Department of Pediatric Surgery, Shengjing Hospital, China Medical University, No. 36 Sanhao Street, Heping District, Shenyang 110004, People's Republic of China.
Int J Colorectal Dis. 2011 Jan;26(1):109-16. doi: 10.1007/s00384-010-1034-2. Epub 2010 Aug 5.
The aim of the present analysis is to examine the morphological changes, the spatiotemporal distribution of apoptosis/proliferation in the human embryonic anorectum, to reveal the normal development of human anorectum, and investigate the possible roles of apoptosis/proliferation during anorectal development.
The embryos were sectioned serially and sagittally, stained with hematoxylin and eosin (H & E) between the third and eighth week of gestation, TdT-mediated dUTP-digoxigenin nick end-labeling (TUNEL) and proliferative cell-specific nuclear antigen (PCNA) immunohistochemical staining from the sixth to the eighth week.

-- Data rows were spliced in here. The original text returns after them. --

PR #1897, opened 2022-05-02
Call ERB.new correctly depending on the RUBY_VERSION

### LINKED ISSUE #1894: Ruby 3.1.0 and above give deprecation warning about ERB.new() usage
Running `fpm` on Ruby 3.1.0 or newer can result in a warning that is caused by Ruby 3.1.0 deprecating a specific way that `ERB.new` is invoked by fpm.

## Background

For context, ERB is a templating library that comes with Ruby. Fpm uses ERB for templating rpm spec files, package scripts like `--after-install`, etc. 

At this time, fpm creates a new ERB instance with `ERB.new(the_template_code, nil, "-")` where the 2nd and 3rd arguments are describing ERB's "safe_level" and "trim_mode".

It appears as of Ruby 3.1.0, specifying `safe_mode` is not a feature anymore and will be removed. Further, specifying `trim_mode` now should be done as a keyword argument, such as `ERB.new(the_template_code, trim_mode: "-")`

# Research

## When was this introduced?

Here's some testing I did to find out when this warning was introduced:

From the fourth to the seventh week, with the growth of the mesenchyme around the cloaca, the cloaca was remolded, subsequently, the cloacal membrane (CM) moved perpendicularly then horizontally. The dorsal cloaca gradually descended to the tail groove, the urorectal septum (URS) and the CM approximated; however, the fusion of URS with the dorsal CM was never observed. During the eighth week, the URS shifted ventrally and finally fused with the ventral CM. Moreover, from the sixth to the eighth week, the apoptotic cells were concentrated in the CM, the mesenchyme of terminal rectum, and the dorsal rectum. Meanwhile, the proliferative cells could be observed in the ventral mesenchyme around the cloaca, the CM, the fused tissue between the URS, and the ventral CM.

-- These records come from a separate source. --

PR #1898, opened 2022-05-02
Use YAML.unsafe_load on Ruby 3.1.0 and newer

### LINKED ISSUE #1895: psych/class_loader.rb:99:in `find': Tried to load unspecified class: Gem::Specification (Psych::DisallowedClass)
* When doing `fpm -s gem -t deb rails`
* On some versions of ruby

fpm tries to load a downloaded gem's metadata, it can fail with an error 

```
psych/class_loader.rb:99:in `find': Tried to load unspecified class: Gem::Specification (Psych::DisallowedClass)
```

This seems to be a new failure caused by an upstream ruby or psych change. This ruby psych issue seems related: https://github.com/ruby/psych/pull/487

The above ruby psych change mentions that `safe_load` is now the default (`YAML.load` is "safe_load") and the previous `load` method has been renamed `unsafe_load`.

Need to dig a bit more to figure out the best solution that does safe loading, but for now, calling `unsafe_load` when it's available is probably a short fix.

jordansissel:
On older rubies, YAML.load _is_ the unsafe load method. At some point,
Ruby 3.1.0 / Psych 4(?) made two renames:

* YAML.load -> YAML.unsafe_load
* YAML.safe_load -> YAML.load

A quick test is to try converting a gem. This would fail if `YAML.load`
was the "safe" method because it would fail with this message:

    Tried to load unspecified class: Gem::Specification (Psych::DisallowedClass

`fpm -s gem -t empty rails` will crash on Ruby 3.1.0 prior to this
commit.

Fixes #1895

### DIFF
--- a/lib/fpm/package/gem.rb
+++ b/lib/fpm/package/gem.rb
@@ -135,9 +135,19 @@ class FPM::Package::Gem < FPM::Package
     return gem_files.first
   end # def download
 
+  GEMSPEC_YAML_CLASSES = [ ::Gem::Specification, ::Gem::Version, Time, ::Gem::Dependency, ::Gem::Requirement, Symbol ]
   def load_package_info(gem_path)
-
-    spec = YAML.load(%x{#{attributes[:gem_gem]} specification #{gem_path} --yaml})
+    # TODO(sissel): Maybe we should check if `safe_load` method exists instead of this version check?
+    if ::Gem::Version.new(RUBY_VERSION) >= ::Gem::Version.new("3.1.0")
+      # Ruby 3.1.0 switched to a Psych/YAML version that defaults to "safe" loading
+      # and unfortunately `gem specification --yaml` emits YAML that requires
+      # class loaders to process correctly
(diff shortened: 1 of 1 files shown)


jordansissel:
I haven't tested this one yet. I tried tonight but my spare install of ruby 3.0.2 was not built correctly and now it is sleep time.

jordansissel:
Testing both ruby 3.1.0 and 3.0.2, tests pass!

Prior to this PR, Ruby 3.0.2 would pass tests, but Ruby 3.1.0 would not due to the upstream Psych change.

```
% ruby --version
ruby 3.0.2p107 (2021-07-07 revision 0db68f0233) [x86_64-linux-gnu]

% bundle exec rspec spec/fpm/package/gem_spec.rb
........

Finished in 15.26 seconds (files took 0.21311 seconds to load)
8 examples, 0 failures
```

```
% ruby --version
ruby 3.1.0p0 (2021-12-25 revision fb4df44d16) [x86_64-linux]
% bundle exec rspec spec/fpm/package/gem_spec.rb
........

Finished in 7.55 seconds (files took 0.18037 seconds to load)
8 examples, 0 failures
```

During the development of human anorectum, it was intriguing to reveal that the URS never fused with the dorsal CM before dorsal CM disintegration, the normal anorectal development may depend on the dorsal cloaca and the dorsal CM; furthermore, the distribution of apoptosis and proliferation in the anorectum and ventral cloacal mesenchyme played a pivotal role in the formation of the anorectum.
本分析旨在研究人胚肛直肠的形态变化及凋亡/增殖的时空分布,揭示人肛直肠的正常发育,并探讨凋亡/增殖在肛直肠发育过程中的可能作用。
胚胎在第 3 至第 8 孕周行连续矢状位切片,第 6 至第 8 孕周行苏木精和伊红(H&E)染色、末端转移酶介导的 dUTP 缺口末端标记(TUNEL)和增殖细胞核抗原(PCNA)免疫组织化学染色。
从第 4 周到第 7 周,随着腔周围间质的生长,腔被重塑,随后腔膜(CM)垂直然后水平移动。背腔逐渐下降到尾沟,尿直肠隔(URS)和 CM 接近;然而,从未观察到 URS 与背 CM 的融合。在第 8 周,URS 向腹侧移位,最终与腹 CM 融合。此外,从第 6 周到第 8 周,凋亡细胞集中在 CM、直肠末端的间质和背直肠。同时,可在腔周围的腹侧间质、CM、URS 和腹 CM 之间的融合组织中观察到增殖细胞。
在人肛直肠发育过程中,有趣的是发现 URS 在背 CM 解体之前从未与背 CM 融合,正常肛直肠发育可能依赖于背腔和背 CM;此外,肛直肠和腹侧腔系膜中凋亡和增殖的分布在肛直肠的形成中起关键作用。